Congrats to Rita, Frank and Clooney on 3 wins in a row!!


----------



## JBlack (Sep 17, 2003)

That truck is hell for sure...week in and week out no one is better.


----------



## Becky Mills (Jun 6, 2004)

byounglove said:


> Congrats to Rita, Frank and Clooney on 3 wins in a row!!


A good lookin and good doin dog!


----------



## Becky Mills (Jun 6, 2004)

golfandhunter said:


> Derby results
> 
> 1. #9 Clooney
> 2. #3 Bo
> ...


Tink is doing a heck of a job to keep up with that crowd.


----------



## Frank Jones (Feb 17, 2004)

Thank you all for the congratulations! Clooney is trying hard to step up to the competition.

Gregg,

Tink is a baby and hanging with the big dogs . . . ready to step into the predecessors paws when they retire . . . and watch out then!

rita


----------



## Frank Jones (Feb 17, 2004)

What a weekend for Baker Retrievers! Five finishers and all trained by Baker Retrievers! 

Congratulations to Doc Goldstein and Bo on the Derby 2nd = 41 points!!!! 

And to Alex and Ripple, Randy and Giddy! All on the National Derby list - all trained by Jason Baker and Connor McNamara, many handled by their owners - says a lot about the training and the dogs! Thank you Connor for handling Clooney to his third win in one week. 

rita


----------



## Wade Thurman (Jul 4, 2005)

Congrats Rita.



Frank Jones said:


> What a weekend for Baker Retrievers!

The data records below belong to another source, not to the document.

PR #435, opened 2022-12-05
Various updates and fixes

xexyl:
Although they're not strictly correct just yet they are better th an they were and I need to get the modified files out of the way but don't want to stash them. The reason they're not completely correct is they should not actually refer to the IOCCC at all but currently do. The reason they should not refer to it is when there's a jparse repo (after the IOCCCMOCK I will do this) they will also be there as they're not IOCCC specific. However the way they're worded for now is still an improvement.

I also want to clarify something I said in commit
0185b5f378bb67ed558c39a4e18bf8742ffa2c6e: make chkentry does of course show 'is up to date' when it's compiled and nothing has been updated that necessitates a recompilation. But make all, make dbg and make dyn_array do not and so neither should make jparse which is (as of that commit) a subdirectory (just like dbg and dyn_array).

### DIFF
--- a/.gitignore
+++ b/.gitignore
@@ -20,7 +20,7 @@ have_timegm
 iocccsize
 jnum_chk
 jnum_gen
-jparse
+jparse/jparse
 jparse.c
 jparse.lex.h
 jparse.tab.c
--- a/Makefile
+++ b/Makefile
@@ -460,12 +460,12 @@ soup: soup/chk.auth.head.c soup/chk.auth.ptch.h soup/chk.info.head.c soup/chk.in
 	soup/chk_sem_info.c  soup/chk_validate.h
 	@${MAKE} -C soup CFLAGS="${CFLAGS}"
 
-chkentry.o: chkentry.c chkentry.h jparse.tab.h Makefile
+chkentry.o: chkentry.c chkentry.h jparse.tab.h oebxergfB.h Makefile
 	${CC} ${CFLAGS} -Isoup chkentry.c -c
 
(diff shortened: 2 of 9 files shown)


xexyl:
Hope you're okay. I'm sure you are but just wanted to say so anyway.

I am thinking there's something I was going to say but I have no idea what or if I'm making that up. If I do it's probably OT so unimportant.

xexyl:
Ah .. I remember what one of those things is. It's something I just shared on mastodon. Did you know that Ritchie was given a patent for suid bit ? I gave a link over there of the actual patent.

lcn2:
> Ah .. I remember what one of those things is. It's something I just shared on mastodon. Did you know that Ritchie was given a patent for suid bit ? I gave a link over there of the actual patent.

We are very aware of the so-called _set UID patent_ bit.  Landon was one of the main people in the POSUIX P1003.1 standards body who forced AT&T to deed that patent into the public domain.  The outcome of that action was the change the way IEEE standards bodies deal with patents.  Some of those changes were for the better, some for the worse.

xexyl:
> > Ah .. I remember what one of those things is. It's something I just shared on mastodon. Did you know that Ritchie was given a patent for suid bit ? I gave a link over there of the actual patent.
> 
> We are very aware of the so-called _set UID patent_ bit. Landon was one of the main people in the POSUIX P1003.1 standards body who forced AT&T to deed that patent into the public domain. The outcome of that action was the change the way IEEE standards bodies deal with patents. Some of those changes were for the better, some for the worse.

That does not surprise me - any part of it!

And part of it I of course knew - you being part of the POSIX body.

xexyl:
> Thanks @xexyl .. will look at the merge later when networks are better.

Of course. Nothing major really.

Five finishers and all trained by Baker Retrievers!
> 
> Congratulations to Doc Goldstein and Bo on the Derby 2nd = 41 points!!!!
> 
> ...


----------



## Brenda (Sep 4, 2004)

Congrats Frank & Rita! Go Windy Grand babies!!


----------



## Brenda (Sep 4, 2004)

Open callbacks to the waterblind

6,14,18,19,21,22,28,31,41,56,60,62

12 total


----------



## Judy Chute (May 9, 2005)

Good Luck, Brenda


----------



## golfandhunter (Oct 5, 2009)

Am call backs to water blind

2,13,20,24,26,29,31,32,34,36,44,45,48,

13 dogs

Watch out Mr. Ken has a quarter of the field...


----------



## golfandhunter (Oct 5, 2009)

Frank Jones said:


> Thank you all for the congratulations! Clooney is trying hard to step up to the competition.
> 
> Gregg,
> 
> ...


Thanks Becky and Rita, Tinker, is still a baby, she had seven excellent birds this weekend with me driving, I am very proud of her...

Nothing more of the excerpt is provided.